### WORK TO BE COMPLETED
Word for word, restate the entries below from their first line through the line that contains "I've also fixed".

[Stored items]
PR #278, opened 2024-01-26
Update project.ptx to use intended defaults

StevenClontz:
Right now targets are building in `output/output/TARGETNAME` (using the default `output/` project output directory, and an `output/TARGETNAME` target output directory). I assume the intention is to build in `output/TARGETNAME`, which is the default, so I've removed the unnecessary configurations.

I've also fixed the Runestone target to build into `published/APEX` rather than `output/published/APEX`.

### DIFF
--- a/project.ptx
+++ b/project.ptx
@@ -1,35 +1,30 @@
 <?xml version="1.0" encoding="utf-8"?>
-<!--
-    This file provides the overall configuration for your PreTeXt
-    project. To edit the content of your document, open `source/main.ptx`
-    (default location).
--->
 <project ptx-version="2" source="ptx" asy-method="local">
   <targets>
-    <target name="html" format="html" source="apex.ptx" publication="publication.ptx" output-dir="output/html">
+    <target name="html" format="html" source="apex.ptx" publication="publication.ptx">
       <stringparams key="html.annotation" value="hypothesis"/>
     </target>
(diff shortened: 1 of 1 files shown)


sean-fitzpatrick:
Was there a change to the CLI? I thought I had finally figured out how to get things into the right places.

I know we are supposed to use `source` and not `ptx`, but that folder name predates the CLI by a couple of years.

StevenClontz:
There have been (and will be) no changes in `<project ptx-version="2"/>` schema since it released.

Default location for all project source files is `source`, which you've correctly configured to `ptx`. You could rename the `ptx` directory to `source` and remove `project[@source="ptx"]` if you wanted, but this is fine.

You're correctly using the default location for all project publication files, which is `publication`.

I think you intend to use the default location for all project output files, which is `output`. The default location for each target is `TARGETNAME`, but you've configured `output/TARGETNAME`, which builds things into `output/output/TARGETNAME`. Deleting all the unnecessary `output-dir`s as proposed gets you the behavior I think you intend. (Except for Runestone, which will now build into `output/../published/APEX = published/APEX` as necessary.)

sean-fitzpatrick:
OK, I see why I was mixed up: I've been working on a fork since September where I've already made this change. I haven't built from the main repo since summer; nor have I sent any pull requests from the active fork. (We've been working on writing image descriptions.)

StevenClontz:
FYI - this came up because I believe @bnmnetp is building your Runestone book from this branch. Thanks for merging.

PR #295, opened 2024-05-08
Ensure consistent/current xref syntax

sean-fitzpatrick:
We've had a hodgepodge of syntax usage for cross references for quite awhile.

The original conversion used syntax like `<xref ref="eg_foo">Example</xref>` for pretty much all cross-references; I think this was the standard at the time.

I've updated most of these to use the syntax `<xref ref="eg_foo"/>`. I think this is more future-proof, and also has the advantage that the link text is inherited automatically. (For example, if a figure becomes a table, or vice-versa, the link text changes accordingly, with no action required on our part.)

Exercise labelling was a mixed bag. There were a lot of things like "In Exercises `<xref ref="ex_first"></xref> <ndash/> <xref ref="ex_last"></xref>`" that I've updated as "In `<xref first="ex_first" last="ex_last" text="local">Exercises</xref>`"

This should now be consistent across the book, although it's possible I missed one or two. The link text now looks like "Exercises 13 -- 18". (The `text="local"` means we use the exercise number, rather than "Exercises 4.5.13 -- 4.5.18". I think the former makes more sense, since these exercise references are internal to a section.

For "Part", "Item", "Step", "Rule" I kept the supplied text, with local numbering. I used global numbering (including chapter and section number) when referring to definitions, theorems, etc.

One note: for equations I went with the syntax `<xref ref="eq_foo" text="global">Equation</xref>`. This makes "Equation" part of the cross-reference link. We were about 50/50 between doing this and writing "Equation `<xref ref="eq_foo"/>`", which leaves "Equation" out of the link text. And there were a few instances of just `<xref ref="eq_foo"/>`, which refers to the equation by number only, without "Equation".

If a different style is preferred for equations, it shouldn't be hard to adjust.

### DIFF
--- a/ptx/chapter_app_of_int.ptx
+++ b/ptx/chapter_app_of_int.ptx
@@ -4,7 +4,7 @@
   <title>Applications of Integration</title>
   <introduction>
     <p>
-      We begin this chapter with a reminder of a few key concepts from <xref ref="chapter_integration">Chapter</xref>.
+      We begin this chapter with a reminder of a few key concepts from <xref ref="chapter_integration"/>.
       Let <m>f</m> be a continuous function on <m>[a,b]</m> which is partitioned into <m>n</m> equally spaced subintervals as
       <me>
         a=x_0 \lt  x_1 \lt  \cdots \lt  x_n\lt x_{n}=b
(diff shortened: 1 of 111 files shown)


sean-fitzpatrick:
One note: cross-references in the section on trig substitution were  a mess. Things like `<xref ref="idea_foo">Key Idea</xref>(b)` were hard-coded, but there was no part (b)! This is now fixed.

I also changed one image in this section: I rotated the label on the last of the three reference triangles, so that they all have similar aspect ratios, and sizing is more consistent.

PR #296, opened 2024-05-09
Move video solutions to second spot

sean-fitzpatrick:
When I put the video solutions into their own solution knowl, they ended up as the first solution, because I could do this with an easy find+replace (and some regex).

But video solutions should not come first. I finally did the manual work required to put the video solutions after the text solutions, so that the text solution comes first.

So in HTML, instead of seeing:
> Solution 1 (Video Solution)
> Solution 2

we will see

> Solution 1
> Solution 2 (Video Solution)

This will affect placement of QR codes in the margin for PDF that includes video links, but I suppose that's my problem.

I also cleaned up some trailing whitespace.

### DIFF
--- a/.gitignore
+++ b/.gitignore
@@ -22,3 +22,4 @@ vshifts.ods
 # CLI bloat
 codechat_config.yaml
 .devcontainer.json
+.github/workflows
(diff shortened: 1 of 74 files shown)


APEXCalculus:
Sheesh. That seems like a lot of work.

PR #297, opened 2024-05-13
Move image xml:id to label on latex-image/asymptote

sean-fitzpatrick:
This is a technical change under the hood to ensure forward-compatibility with some changes to the PreTeXt machinery.
In particular: we had been using `xml:id` on image elements as a way to ensure that generated images had unique file names.
This was, at one time, best practice.

The updated philosophy is that `xml:id` should only be used on things that can be the target of a cross-reference (e.g. figure, but not image). File names should come from a `label` on the `latex-image` or `asymptote` element inside the image.
Chapters and sections should also get labels, since these each get their own html file.

@Alex-Jordan the style sheet that Rob and I put together to do the changes for images does a bit of additional clean-up, which includes changing all instances of `>` to `&gt;`. I didn't encounter any issues building webwork representations, but please let me know if this raises any red flags. I could change some of these back if necessary.

I'm seeing a few generated html files with funny names that I need to check on (`apex-calculus-2`, `apex-calculus-2-2`, etc). I think this is a sign that I either missed some labels, or labelled some things incorrectly. I'll add a comment here once I've looked into this.


sean-fitzpatrick:
I've fixed the funny html file names. They were coming from pieces like the front matter, back matter, colophon, etc.

APEXCalculus:
I've been merging Sean's recent work knowing that he's checking his own work as he goes along.
Since this once calls out @Alex-Jordan , I'll give him a chance to provide a thumbs-up.

Alex-Jordan:
Thumbs up!

sean-fitzpatrick:
OK! I'll go ahead and merge.

PR #298, opened 2024-05-14
Errata fixes

sean-fitzpatrick:
Various changes to address some items in the issues:

- fixes to some webwork code that was giving incorrect answers
- a typo fix
- add an aside noting the difference between curl in 2d and curl in 3d
- add definition of continuously differentiable function

@APEXCalculus I am not sure if the last item is how you would proceed.
I did a search for the phrase "continuously differentiable": it shows up several times in the sections I added for the Lethbridge versions, which is probably not a big deal.

But the phrase is also used a few times in the two sections on line integrals.

The other way I can proceed here is to not add this definition, and in the line integral sections, replace the occurrences of "continuously differentiable" with "has continuous partial derivatives".

Let me know which option you'd prefer.


sean-fitzpatrick:
The WeBWorK code that I thought I had fixed is not fixed. I've posted on the PreTeXt forums to see if @Alex-Jordan can help: the webwork code he wrote originally doesn't work, and neither does my attempt at fixing it -- there is a problem with the "show your work" elements.

(I am not sure those can ever work inside the book, so one option may be to consider removing all the webwork essay-answer stuff and replacing it with something else.)

sean-fitzpatrick:
I have added changes to the scatterplot images, so that we use squares for the second sequence.
Then I had to adjust a bit: if you want the circle on top of the square, you need to plot it second.

I think the webwork stuff is settled now. The original code was fine, but there's a bug in a macro library.
And I needed to change a setting, which has the useful side effect of causing webwork to ignore the buggy part.

Rebuilding once more to check things over.

sean-fitzpatrick:
OK, I think the images are good to go now.

@APEXCalculus the main thing I need from you before this can be merged: would you rather add a definition of what it means for a function of two variables to be continuously differentiable, or edit the few occurrences of this terminology?

APEXCalculus:
I think the definition addition is good. Having that term defined will be useful for some who encounter it elsewhere.

sean-fitzpatrick:
Sounds good! I suppose we could be more systematic about usage: in other places there are theorems with conditions like "has continuous partial derivatives" that could be replaced by "is continuously differentiable" but I don't think it's a priority. 

I made the definition for functions of two variables, in what I thought was the most natural place. I didn't repeat it for functions of three variables, vector fields, etc. but I think it's clear how to extend.

PR #305, opened 2024-06-21
Automate PDF production

sean-fitzpatrick:
This adds several attributes used by the LaTeX conversion (and some new XSL to process them).

It should no longer be necessary to manually edit the `.tex` file produced by PreTeXt: the adjustments needed for vertical placement of margin figures are now in the PreTeXt source.

There are also other bits to deal with a small number of boxes that aren't wide enough, or that need to be shifted to the left for even pages in two-sided printing, as well as a few automatic page breaks.

I also cleaned up some old ptx markup for some of the WeBWorK exercises so they look better in print.

You *should* be able to directly build to PDF, but it's probably a good idea to still build the `.tex` file first, and then process it. (If you go straight to PDF, it doesn't keep the .tex file, and then you have to start over if you notice some small thing that needs to be changed.)

To build `.tex` (and all the auxilliary files), do `pretext build latex` using the CLI, or `pretext build latex -g` if you want to force generation of WeBWorK, Asymptote, etc., and then process the resulting file with `xelatex`.

The `project.ptx` file lists all the various versions of PDF that can be built.


sean-fitzpatrick:
@APEXCalculus you should be able to build PDF on Windows if you have LaTeX+Asymptote installed, and you install Python, and then `pip install pretext`.

You will probably be able to see places where you want to do some fine-tuning, and you can now do that in the PreTeXt source by changing the value of the `vshift` attribute on figures and margin notes.

(Note that for the versions without QR codes for the videos, things are sometimes more spaced out than you'd otherwise do, to leave room for the QR codes in the versions that have them.)

PR #306, opened 2024-06-25
A few small fixes to previous PR

sean-fitzpatrick:
Fixing a couple of small items that I missed in the last pull request:

- I accidentally deleted a couple of necessary line breaks around minipages (with two-sided printing, there are some over-wide boxes that I need to shift over, or I'd vanquish the minipage altogether...)
- I also decided that we needed `\medskip`, not `\smallskip` around those minipages
- In the Taylor polynomial section, I mixed up the "early" and "late" components in a couple of places. (My versions are "early", since we do Taylor polynomials as part of Chapter 4.)
- I also noticed some places where there was a space between `\left` and `\right` and the delimiter. This doesn't seem to be a problem but I fixed it anyway since it seemed wrong.

### DIFF
--- a/ptx/sec_Graphical_Numerical.ptx
+++ b/ptx/sec_Graphical_Numerical.ptx
@@ -284,8 +284,8 @@
         </p>
         <p>
           <ol marker="(a)">
-            <li><m>y = C \left ( 1 + \ln(x) \right )^2</m></li>
-            <li><m>y = \left ( \frac{1}{3}x + \frac{C}{\sqrt{x}} \right )^2</m></li>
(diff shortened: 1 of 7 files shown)


sean-fitzpatrick:
@APEXCalculus if you have time to build one of the PDF targets and go through it to see if everything looks ok (and tell me if it doesn't) that would be great

APEXCalculus:
I'll see what I can do on Friday; I am traveling until then.
I haven't had much success building using Codespaces. I'll look through the
guides and our old emails to see if I get good clues as to how to make it
all work.
Will keep you posted.

PR #308, opened 2024-07-19
Add support for inserting 'enlargethispage' and some small adjustments

sean-fitzpatrick:
As the title says. I thought there was a problem with duplicate ids in one place, but this turned out to be a bug in the CLI.

The fix to add some space after a sidebyside is in a pull request to the main pretext repo.


sean-fitzpatrick:
I also removed some redundant ids on video tags, which is why you're seeing a lot of files changed.

PR #311, opened 2024-07-31
Edits in Chapters 1-4

APEXCalculus:
Mostly the edits are the shifts in figures.
Other edits are made too, changing some wording in places. (Some key ideas, definitions, asides are edited.)


sean-fitzpatrick:
I'm having some trouble tracking all of the changes.

- In the main `apex.ptx` file, better to not commit the termporary changes to comment out the chapters you're not building.
- There are a lot of whitespace changes (e.g. in some of the chapter files, some of the `<xi:include>` lines have been indented for some reason.
- Later on there are a few things that look like large changes, but I suspect are just changes in indentation. If you can stick to the existing indentation scheme, it'll make it easier for me to follow along
- In a lot of places you've made a small change (like changing `<dl>` to `<ol>`) by commenting out the original, and then adding a copy of it below that has the changes. Unless there is a reason you want to keep the original in a comment, I think it's a lot easier to see what's going on if you just make the chnage.

(Also, the copied versions had a lot of new, extraneous whitespace that made it hard to compare.)

APEXCalculus:
Yes, I am sure this pull request is a mess, much of it due to my status as a git noob. I can redo it in a cleaner way if necessary. Problems I foresaw once I committed:
1. There is too much in this one pull request. I should do one per chapter. Or per section if better.
2. Yes, apex.ptx is changed and I didn't mean to commit that. 
3. I made changes that I wasn't sure were good, so I commented out old stuff in case we wanted to refer back to the original. I forgot that git handles that kind of issue well; I am too used to doing things on my own.

Is it better if this pull request is cancelled and I:
- commit in smaller chunks
- only commit the sections I am editing (and not apex.ptx & chapters, etc.)
- delete old content and not comment it out, and
- try to manage whitespace better?

Sorry for the trouble.

sean-fitzpatrick:
I can't complain about large pull requests, considering some of the ones I have sent!

Only start over if it's easier for you.

Otherwise, if you can revert the apex.ptx and chapter files, and clean up some of the whitespace, I should be able to work through the rest.

APEXCalculus:
I didn't officially "revert" apex.ptx and chapter files back to the original, but I did restore them to their original state and re-committed them in commit "fixes apex.ptx and chptrs 1 & 2": (https://github.com/APEXCalculus/APEXCalculusPTX/commit/7be3a907a38f699990e098607f7ef9f32144885e)

I edited sections to remove most content that I commented out in "fixes sections":
(https://github.com/APEXCalculus/APEXCalculusPTX/commit/f2add7028f2d90afbf6f2c7cd83c8328c9198a72)

If I need to adopt a more git-official method, let me know.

### RESPONSE
PR #278, opened 2024-01-26
Update project.ptx to use intended defaults

StevenClontz:
Right now targets are building in `output/output/TARGETNAME` (using the default `output/` project output directory, and an `output/TARGETNAME` target output directory). I assume the intention is to build in `output/TARGETNAME`, which is the default, so I've removed the unnecessary configurations.

I've also fixed the Runestone target to build into `published/APEX` rather than `output/published/APEX`.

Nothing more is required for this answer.